1% de croissance en France pour 2024. En 2025 ? Un flou multifactoriel
Si le troisième trimestre 2024 français a été dopé par l’effet Jeux Olympiques, logiquement le quatrième trimestre a probablement été atone avec « pour finir une croissance française annuelle faible autour de 1% » dessine Alain Henriot. Devant nous ? « Un vrai flou du fait de certaines spécificités nationales évoquées mais aussi d’éléments qui jouent contre l’Union européenne dont la situation économique et politique de l’Allemagne ». L’évolution de la première puissance économique de la zone euro influe et influera fortement sur la nôtre. Sans oublier « la mutation de la mondialisation, difficile à absorber pour une Europe qui a du mal à définir et proposer une vision commune et des actions constructives, alerte Alain Henriot, alors qu’outre-Atlantique, les États-Unis, après leur loi sur la réduction de l'inflation de 2022, semblent s’engager sur la voie de droits de douane plus élevés et ont su s’approprier, par exemple, la révolution IA. En regard l’environnement européen apparait comme chahuté et faible car il est disparate et donc non aligné. La locomotive que constituait le couple franco-allemand ne fonctionne plus. Et si certains pays comme le Portugal et l’Espagne s’en sortent bien c’est dans une dimension individuelle et conjoncturelle » constate Alain Henriot.
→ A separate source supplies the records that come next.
PR #3770, opened 2024-04-24
[CALCITE-6384] Add ASF header to buildcache.yml, gradle-wrapper-validation.yml

zabetak:
…

### DIFF
--- a/.github/workflows/buildcache.yml
+++ b/.github/workflows/buildcache.yml
@@ -1,3 +1,17 @@
+# Licensed to the Apache Software Foundation (ASF) under one or more
+# contributor license agreements.  See the NOTICE file distributed with
+# this work for additional information regarding copyright ownership.
+# The ASF licenses this file to you under the Apache License, Version 2.0
+# (the "License"); you may not use this file except in compliance with
+# the License.  You may obtain a copy of the License at
+#
+# http://www.apache.org/licenses/LICENSE-2.0
+#
+# Unless required by applicable law or agreed to in writing, software
+# distributed under the License is distributed on an "AS IS" BASIS,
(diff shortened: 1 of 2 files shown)


asolimando (approved):
LGTM, thanks @zabetak for helping Calcite being compliant with ASF policies!

asolimando (approved):
LGTM, thanks @zabetak for helping Calcite being compliant with ASF policies!

.github/workflows/buildcache.yml
```diff
@@ -1,3 +1,17 @@
+# Licensed to the Apache Software Foundation (ASF) under one or more
+# contributor license agreements.  See the NOTICE file distributed with
+# this work for additional information regarding copyright ownership.
+# The ASF licenses this file to you under the Apache License, Version 2.0
+# (the "License"); you may not use this file except in compliance with
+# the License.  You may obtain a copy of the License at
+#
+# http://www.apache.org/licenses/LICENSE-2.0
```
snuyanzin, line 8: It is not directly related to this issue
However out of curiosity: should we change this url to `https` rather than having `http` ?
like https://www.apache.org/licenses/LICENSE-2.0

snuyanzin (approved):

.github/workflows/buildcache.yml
zabetak: We should follow https://www.apache.org/legal/src-headers.html#headers so not at this point. I recall some discussions about updating HTTP to HTTPS in the header but I don't remember in which mailing list that was.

« En France, à l’incertitude conjoncturelle (crise énergétique) qui toutefois perdure, s’ajoute une incertitude structurelle, avec une concurrence multiforme pour les secteurs industriels et, désormais, une incertitude politique et budgétaire ».
En quoi l’incertitude pèse sur l’économie nationale ?
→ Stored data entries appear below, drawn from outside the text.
PR #3772, opened 2024-04-25
[CALCITE-6385] LintTest fails when run in source distribution

zabetak:
The testContributorsFileIsSorted and testMailmapFile tests fail cause they rely on git and there is no git info available in source distribution.

In fact the tests don't really need git and the paths to the .mailmap and contributor.yml files can be specified explicitly. This removes the git requirement and also makes the tests more efficient since there is no process calls and lookup involved.

### DIFF
--- a/build.gradle.kts
+++ b/build.gradle.kts
@@ -826,6 +826,7 @@ allprojects {
                 passProperty("user.country", "tr")
                 passProperty("user.timezone", "UTC")
                 passProperty("calcite.avatica.version", props.string("calcite.avatica.version"))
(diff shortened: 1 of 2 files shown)


zabetak:
I run the tests through IntelliJ, git repo, and source, and it works everytime.

rubenada (approved):

zabetak:
Thanks for the review @rubenada ! 

@snuyanzin I know that `main` is on code freeze so let me know if I can merge this or you have another workflow in mind.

Les indicateurs de mesure de l’incertitude sur la politique économique montrent « qu’en France celle-ci est à un niveau élevé, quoiqu’en deçà de celle de l’Allemagne, une évolution que l’on peut aussi apprécier dans les enquêtes de conjoncture hexagonales auprès des dirigeants d’entreprise ». Et cela a de multiples conséquences comme l’explique Alain Henriot : « les investissements des entreprises sont gelés en regard du flou sur la fiscalité et l’activité économique ; la consommation des ménages est peu dynamique car ces derniers privilégient une épargne de précaution qui anticipe une éventuelle perte d’emploi, plus présente dans les esprits avec la remontée du nombre des demandeurs d’emplois. Cette épargne de précaution peut aussi s’expliquer par la situation des finances publiques qui crée le risque de hausse d’impôts.
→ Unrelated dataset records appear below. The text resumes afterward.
PR #3773, opened 2024-04-25
[CALCITE-6358] Support all PostgreSQL 14 date/time patterns

normanj-bitquill:
* Splits the PostgreSQL toChar function off to its own function
* Does not implement FX or TM prefix
* Does not implement SP suffix
* Timezone patterns are supported but all datetimes are in local timezone


mihaibudiu:
The amount of testing is very impressive. These won't be easy to review. I assume they were checked against postgres.
You should address the failures reported by the CI.

normanj-bitquill:
@mihaibudiu 
> The amount of testing is very impressive. These won't be easy to review. I assume they were checked against postgres. You should address the failures reported by the CI.

These were tested against PostgreSQL 14. The CI issues have been addressed.

Is there anything that I can be done to make reviewing this easier?

mihaibudiu:
The statement that they were run against Postgres helps a lot. Thanks!

core/src/main/java/org/apache/calcite/util/format/PostgresqlDateTimeFormatter.java
```diff
@@ -0,0 +1,660 @@
...
+    }
+  }
+
+  /**
+   * A format element that is able to produce a string from a date.
+   */
+  private interface FormatPattern {
+    /**
+     * Checks if the current position in the format string applies to this format
+     * element. Will produce a formatted string if matched that is the format element
```
mihaibudiu, line 59: I find the second phrase difficult to parse,maybe you can rephrase it.

core/src/main/java/org/apache/calcite/util/format/PostgresqlDateTimeFormatter.java
```diff
@@ -0,0 +1,660 @@
...
+          "am", "pm"),
+      new StringFormatPattern(
+          dt -> dt.getHour() < 12 ? "A.M." : "P.M.",
+          "A.M.", "P.M."),
+      new StringFormatPattern(
+          dt -> dt.getHour() < 12 ? "a.m." : "p.m.",
+          "a.m.", "p.m."),
+      new NumberFormatPattern(dt -> {
+        final String formattedYear = String.format(Locale.ROOT, "%0,4d", dt.getYear());
+        if (formattedYear.length() == 4 && formattedYear.charAt(0) == '0') {
```
mihaibudiu, line 299: this implies that years above 10000 wont' be correct. Maybe that's within spec.

core/src/main/java/org/apache/calcite/util/format/PostgresqlDateTimeFormatter.java
```diff
@@ -0,0 +1,660 @@
...
+      new NumberFormatPattern(
+          dt -> Integer.toString(dt.getDayOfWeek().getValue()),
+          "ID"),
+      new NumberFormatPattern(
+          dt -> {
+            final String yearString = Integer.toString(dt.get(IsoFields.WEEK_BASED_YEAR));
+            return yearString.substring(yearString.length() - 1);
+          },
+          "I"),
+      new StringFormatPattern(
```
mihaibudiu, line 391: I am not sure Calcite can handle dates BC, but maybe this code should not concern itself with that point.
But you may not be able to test this codepath end-to-end.

core/src/main/java/org/apache/calcite/util/format/PostgresqlDateTimeFormatter.java
```diff
@@ -0,0 +1,660 @@
...
+          dt -> dt.get(ChronoField.ERA) == 0 ? "B.C." : "A.D.",
+          "B.C.", "A.D."),
+      new StringFormatPattern(
+          dt -> dt.get(ChronoField.ERA) == 0 ? "b.c." : "a.d.",
+          "b.c.", "a.d."),
+      new StringFormatPattern(
+          dt -> {
+            final String monthName =
+                dt.getMonth().getDisplayName(TextStyle.FULL,
+                Locale.getDefault());
```
mihaibudiu, line 407: Are you sure about the Locale?
I thought that the spec requires the month name to be in English.

core/src/main/java/org/apache/calcite/util/format/PostgresqlDateTimeFormatter.java
```diff
@@ -0,0 +1,660 @@
...
+            return monthName.toLowerCase(Locale.ROOT);
+          },
+          "month"),
+      new StringFormatPattern(
+          dt -> {
+            final String monthName =
+                dt.getMonth().getDisplayName(TextStyle.SHORT,
+                Locale.ROOT);
```
mihaibudiu, line 432: Similar question

mihaibudiu (approved):

mihaibudiu:
I have approved, but also left some questions.

caicancai (commented):
I remember that calcite currently has support for the postgres to_char function. Should we remove the previous support?

babel/src/test/resources/sql/postgresql.iq
```diff
@@ -58,11 +58,341 @@ NAME, PAY_BY_QUARTER, SCHEDULE
...
+EXPR$0
+2
+!ok
+
+select to_char(timestamp '2022-06-03 13:15:48.678', 'RM');
+EXPR$0
+VI
+!ok
+
+select to_char(timestamp '2022-06-03 13:15:48.678', 'rm');
```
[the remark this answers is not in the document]
normanj-bitquill: There is a test for this on line 316. It tests Jan 1 of year 1 to see if it is a Monday.

core/src/test/java/org/apache/calcite/util/format/PostgresqlDateTimeFormatterTest.java
```diff
@@ -0,0 +1,1238 @@
...
+
+  @Test void testDayFullUpperCase() {
+    final ZonedDateTime date1 = createDateTime(2024, 1, 1, 23, 0, 0, 0);
+    final ZonedDateTime date2 = createDateTime(2024, 3, 1, 23, 0, 0, 0);
+    final ZonedDateTime date3 = createDateTime(2024, 10, 1, 23, 0, 0, 0);
+
+    final Locale originalLocale = Locale.getDefault();
+    try {
+      Locale.setDefault(Locale.US);
+      assertEquals("   MONDAY", PostgresqlDateTimeFormatter.toChar("DAY", date1));
```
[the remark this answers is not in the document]
normanj-bitquill: From this table:
https://www.postgresql.org/docs/14/functions-formatting.html#FUNCTIONS-FORMATTING-DATETIME-TABLE

it says that days are blank padded to 9 characters.

core/src/main/java/org/apache/calcite/util/format/PostgresqlDateTimeFormatter.java
normanj-bitquill: `%0,4d` means to print out at least 4 digits and formatted with commas. A value like `12345` will become `12,345`.

There is the special case, where we get a 4 digit string back that has at least one leading 0. In this case, Java will not add the comma. For example `1` will become `0001`. Need to insert the comma to match PostgreSQL behaviour.

core/src/main/java/org/apache/calcite/util/format/PostgresqlDateTimeFormatter.java
normanj-bitquill: I see what you mean. It should default to English and I should only translate when the `TM` prefix is provided. I'll make the changes.

https://www.postgresql.org/docs/14/functions-formatting.html#FUNCTIONS-FORMATTING-DATETIME-TABLE

core/src/main/java/org/apache/calcite/util/format/PostgresqlDateTimeFormatter.java
normanj-bitquill: See my answer above. I'll make the changes.

core/src/test/java/org/apache/calcite/util/format/PostgresqlDateTimeFormatterTest.java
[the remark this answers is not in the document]
normanj-bitquill: The padding should be at the end. I'll update.

normanj-bitquill:
@caicancai 

> I remember that calcite currently has support for the postgres to_char function. Should we remove the previous support?

The existing TO_CHAR function is used by MySQL and Oracle, so it is left in here. This PR adds a new implementation that only PostgreSQL uses.

https://github.com/apache/calcite/blob/main/core/src/main/java/org/apache/calcite/sql/fun/SqlLibraryOperators.java#L1654

core/src/main/java/org/apache/calcite/util/format/PostgresqlDateTimeFormatter.java
normanj-bitquill: Updated to make use of the TM flag.

core/src/main/java/org/apache/calcite/util/format/PostgresqlDateTimeFormatter.java
normanj-bitquill: Updated to make use of the TM flag.

core/src/main/java/org/apache/calcite/util/format/PostgresqlDateTimeFormatter.java
normanj-bitquill: I've tried to reword this.

core/src/test/java/org/apache/calcite/util/format/PostgresqlDateTimeFormatterTest.java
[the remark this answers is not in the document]
normanj-bitquill: Updated.

normanj-bitquill:
@mihaibudiu 

> Until https://issues.apache.org/jira/browse/CALCITE-6281 has a solution, the best way to test this may be to create a Quidem test file (.iq suffix). If that file is identical with the Postgres shell output, you're done. (I have no idea whether the quidem output is compatible with Postgres, though).

Thanks, I'll take a look.

normanj-bitquill:
@mihaibudiu  Here is the output of a PostgreSQL script running all of the `TO_CHAR` tests from the `postgresql.iq` file in this PR. I kept the expected output for Calcite in SQL comments to make comparison easier.

This is the SQL script.
[to_char.txt](https://github.com/apache/calcite/files/15168101/to_char.txt)

This is the output when running it on PostgreSQL 14.
[to_char_results.txt](https://github.com/apache/calcite/files/15168106/to_char_results.txt)

mihaibudiu:
This is pretty close, the existing file `core/src/test/resources/sql/sub-query.iq` already uses the postgres format.
What I would do is to make a small python script to convert the postgres output into a .iq file, which you can hopefully just add to the resources directory in java. Then, before you commit, make sure the tests in the file are being executed by introducing a typo. And please add a comment to the iq file stating the Postgres version that was used to generate it. I am not sure whether there is some place where the python script itself could be committed...

normanj-bitquill:
@mihaibudiu 
> This is pretty close, the existing file `core/src/test/resources/sql/sub-query.iq` already uses the postgres format. What I would do is to make a small python script to convert the postgres output into a .iq file, which you can hopefully just add to the resources directory in java. Then, before you commit, make sure the tests in the file are being executed by introducing a typo. And please add a comment to the iq file stating the Postgres version that was used to generate it. I am not sure whether there is some place where the python script itself could be committed...

Added the queries here:
https://github.com/Bit-Quill/calcite/blob/calcite-6358/core/src/test/resources/pg_to_char_queries.sql

Here is a script that is able to generate the *.iq file:
https://github.com/Bit-Quill/calcite/blob/calcite-6358/core/src/test/resources/to_char_generate_iq.py

Ran the `:core:test` target with the generated *.iq file. Verified that the file is run by adding an error. The generated file is executed successfully with no errors.

mihaibudiu:
This looks very good, when they unfreeze the main branch we can merge this.
Regarding the script, it's good for this particular use case, but I am not sure whether it will generalize for arbitrary queries. But we can take this discussion to the other JIRA ticket (the preferred way to design solutions in Calcite is to discuss in JIRA). Some Calcite-isms leak into the iq file, like $EXPR0, so a true solution would probably have a different architecture.

caicancai (approved):
LGTM

core/src/main/java/org/apache/calcite/sql/fun/SqlLibraryOperators.java
```diff
@@ -1651,13 +1652,22 @@ private static RelDataType deriveTypeMapFromEntries(SqlOperatorBinding opBinding
...
           ReturnTypes.VARCHAR,
           OperandTypes.TIMESTAMP_STRING,
           SqlFunctionCategory.TIMEDATE);
 
+  /** The "TO_CHAR(timestamp, format)" function;
+   * converts {@code timestamp} to string according to the given {@code format}. */
+  @LibraryOperator(libraries = {POSTGRESQL})
+  public static final SqlFunction TO_CHAR_PG =
+      new SqlBasicFunction("TO_CHAR", SqlKind.OTHER_FUNCTION,
+      SqlSyntax.FUNCTION, true, ReturnTypes.VARCHAR, null,
```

« Enfin, en l’absence d’adoption du budget, il y a une incertitude sur les dotations allouées aux collectivités locales qui sont le premier acteur de l’investissement public, par exemple pour les collèges, lycées ou les routes nationales. Cela peut les amener à reporter voire à annuler leurs investissements avec un effet négatif dans la construction et les travaux publics. Dans l’incertitude inhérente à la situation de nos finances publiques, il y a une certitude : le chemin sera long. Cela devrait continuer à se traduire par une prime de risque plus élevée pour l’État français ».
Les signaux positifs à garder en tête
- D’abord le reflux de l’inflation. « L’inflation s’établissait à 1,3 % en glissement annuel en décembre 2024 comparé à décembre 2023. Cela redonne du pouvoir d’achat aux ménages, toutes situations confondues, même si l’inflation ressentie demeure élevée et explique peut-être pour partie le haut niveau d’épargne. »
- Ensuite la baisse des taux directeurs de la Banque centrale européenne, « qui va entrainer une baisse des taux courts favorisant le refinancement à court terme des entreprises et les crédits à la consommation des ménages. Les taux à plus long terme, par exemple pour les crédits immobiliers ou l’investissement des entreprises, ne devraient eux pas beaucoup baisser. Ils sont déterminés par le rendement des taux des emprunts de l’État français à 10 ans qui est proche de son niveau d’équilibre de moyen terme. »
- Enfin, le ralentissement de la très forte dégradation qui frappait le secteur immobilier depuis le début 2022. « La baisse des taux longs fin 2023 et courant 2024 a permis de stabiliser ce marché : les prix ne baissent quasiment plus, les transactions dans l’ancien repartent à la hausse et dans la construction on relève des signes de stabilisation à très bas niveau. »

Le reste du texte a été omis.